* * *

На работе Матвея ждал сюрприз. Мало того, что он едва сумел вытащить себя из мутного безумия, в которое погрузился после посещения врача. Мало того, что ему пришлось выдержать целую битву с матерью за право идти на работу. Мало того, что он всю дорогу до школы потел и нервничал, оборачивался по сторонам, ожидая в любой момент увидеть призрак уборщицы, явившийся по душу убийцы. Мало того, что стоило ему переступить порог школы, как воспоминания накинулись на него, как свора голодных волков, и за считанные секунды разодрали на куски. Мало того, что он обошел место их с уборщицей последней встречи десятой дорогой, потому что даже приблизиться к тому коридору не смог себя заставить. Мало того, что ему было тошно, плохо, а еще жалко себя до безумия…

Так, словно всего этого было недостаточно для осознания Матвеем глубины собственного несчастья, Елена Ивановна — лично! не поленилась — зашла к нему в библиотеку и, сияя радостной улыбкой, объявила, что с понедельника школа закрывается на ремонт, и у всех трудяжек будут заслуженные двухмесячные каникулы. Дескать, она выбила из администрации какие-то деньги и теперь — ууух! Заблестят школьные стены новенькой краской, потолки — свежей побелкой, а полы — линолеумом. Заиграют на ветерке новые шторы, зашумит вода в новых унитазах и везде будет чистота, красота и уют. Подумать только!..

Матвей, увидев Елену Ивановну, поначалу решил, что она обо всем догадалась и сейчас будет полицию вызывать. Он едва штаны не намочил от ужаса, а потом, осознав, что именно она говорит, чуть не опростоволосился повторно. Хотя, конечно, улыбнулся, пусть и вышла улыбка кривой, натянутой и больной какой-то, заверил, что «очень рад», и что отдохнет «как следует», и осенью на работу «со свежими силами» прибудет. А сам, только дверь закрылась, почти сполз под стол. На глаза навернулись злые слезы — школа закрывается на ремонт, будь он трижды неладен! А ему, Матвею, что делать прикажете? Дома сидеть два месяца, ибо других перспектив нет вовсе? Да он завоет… Дома нет отвлекающих от нудных, безрадостных мыслей занятий; дома все обрыдло до такой степени, что будь у него возможность, Матвей сравнял бы эту обитель скорби с землей. Иногда ему хотелось сделать это, когда мать будет внутри, но чаще — когда внутри будет он сам.

И еще эта темнота… он боялся ее так, как не боялся даже свою мать. Он боялся, что она заставит-таки его совершить ужасное…
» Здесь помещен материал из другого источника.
PR #711, opened 2023-04-03
feat(upsertSavedItem): [INFRA-1195] Add title field to upsertSavedItem mutation

Herraj:
## Goal
Adding support for the `title` field for the `upsertSavedItem` mutation.

We can now provide `title` as part of the mutation input. If provided in the input it will be saved and returned. 
If not provided as part of the mutation input, will be set to what the parser call returns and saved as that.

Jira ticket:
* https://getpocket.atlassian.net/browse/INFRA-1195

### DIFF
--- a/.circleci/scripts/setup_aws.sh
+++ b/.circleci/scripts/setup_aws.sh
@@ -5,7 +5,7 @@ sudo apt-get update && sudo apt-get install -y python3-pip
 # 2022-12-01 - awscli is pinned to fix a build error with 1.27.1 related to
 # not finding a botocore version = 1.29.21. this can probably be
 # un-pinned in the future?
-pip3 install awscli-local awscli==1.27.20
+pip3 install boto3==1.26.90 awscli-local awscli==1.27.20
 
 
 for Script in .docker/localstack/*.sh ; do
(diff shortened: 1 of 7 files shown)


.circleci/scripts/setup_aws.sh
```diff
@@ -5,7 +5,7 @@ sudo apt-get update && sudo apt-get install -y python3-pip
 # 2022-12-01 - awscli is pinned to fix a build error with 1.27.1 related to
 # not finding a botocore version = 1.29.21. this can probably be
 # un-pinned in the future?
-pip3 install awscli-local awscli==1.27.20
+pip3 install boto3==1.26.90 awscli-local awscli==1.27.20
```
Herraj, line 8: Ticket created for this: https://getpocket.atlassian.net/browse/INFRA-1202

src/resolvers/mutation.ts
```diff
@@ -35,10 +35,16 @@ export async function upsertSavedItem(
   const savedItemDataService = new SavedItemDataService(context);
 
   try {
-    const item = await ParserCaller.getOrCreateItem(savedItemUpsertInput.url);
+    //TODO do we need the resolved id @Herraj
```
sri-kirsh, line 38: @kschelonka this came up during pairing. even though we are not exposing resolved_id through pocket graph's `savedItem`, we still populate resolved_id to maintain backward compatibility with web repo, right? 

otherwise, we were thinking to skip the parser call if the title is provided to prevent a downstream call

sri-kirsh (approved):

PR #717, opened 2023-04-07
feat(constraint): add constraint directive

kschelonka:
## Goal
Add constraint directives to list-api schema.

- Update federation version and imports
- Add constraint directive and compose
- Update server to include constraint defs in schema
- Update build process to generate schema in /dist (build folder)
- Update circleci to use generated schema

- any

## Implementation Decisions
- generate schema in /dist (build folder)

### DIFF
--- a/.circleci/config.yml
+++ b/.circleci/config.yml
@@ -64,20 +64,20 @@ jobs:
           name: install rover
           command: |
             # download and install Rover
-            curl -sSL https://rover.apollo.dev/nix/v0.1.0 | sh
+            curl -sSL https://rover.apollo.dev/nix/v0.11.1 | sh
 
             # This allows the PATH changes to persist to the next `run` step
             echo 'export PATH=$HOME/.rover/bin:$PATH' >> $BASH_ENV
       - run:
           name: check service
-          command: rover subgraph check pocket-client-api@current --schema ./schema.graphql --name=list
+          command: rover subgraph check pocket-client-api@current --schema ./dist/schema-generated.graphql --name=list
       - when:
           condition:
             equal: [main, << pipeline.git.branch >>]
           steps:
             - run:
                 name: push service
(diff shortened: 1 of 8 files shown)


.circleci/config.yml
```diff
@@ -57,27 +57,29 @@ only_dev: &only_dev
 jobs:
   apollo:
     docker:
-      - image: circleci/node:16.13.1@sha256:1803e9ed7deec9456ad2609124b7333d40b2eec0cf34998ae766cbf90c9a3625
+      - image: cimg/base:2023.04
```
kschelonka, line 60: a more minimal image since we don't need node for this step

cmharlow (dismissed):
few questions about the CI and some perhaps unintentional OS changes / environment hard-coding in setup.

.circleci/config.yml
kschelonka: Rover just invokes the managed federation steps we have in apollo studio -- I don't think the OS should matter as long as the tool works

.circleci/config.yml
```diff
@@ -57,27 +57,29 @@ only_dev: &only_dev
...
             # download and install Rover
-            curl -sSL https://rover.apollo.dev/nix/v0.1.0 | sh
+            curl -sSL https://rover.apollo.dev/nix/v0.11.1 | sh
 
             # This allows the PATH changes to persist to the next `run` step
             echo 'export PATH=$HOME/.rover/bin:$PATH' >> $BASH_ENV
       - run:
           name: check service
-          command: rover subgraph check pocket-client-api@current --schema ./schema.graphql --name=list
+          command: rover subgraph check pocket-client-api@current --schema /tmp/workspace/app_prod/dist/schema-generated.graphql --name=list
```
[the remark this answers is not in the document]
kschelonka: we don't have a conditionally set workspace, so it won't make a difference. this is just the circleci directory shared between jobs

cmharlow (dismissed):

cmharlow (approved):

Тут дверь в его пыльное логово отворилась. На пороге возникла молодая женщина и, очаровательно улыбаясь, проговорила:

— Привет, а я вот из отпуска, а тут такая новость! Ты уже слышал?

Матвей моментально выпрямился на стуле и невольно улыбнулся в ответ. Елена Александровна, преподаватель введения в волшебство, была невероятно светлым, радостным существом, единственной женщиной, которую Матвей не боялся и которую не подозревал в нехороших на свой счет мыслях. Просто потому что с такой улыбкой и открытым взглядом лгать невозможно. Помимо прочего, Елена Александровна была хороша собой — невысокая, чуть полноватая, со светло-карими глазами и ямочками на щеках, возникавшими всякий раз, когда она улыбалась.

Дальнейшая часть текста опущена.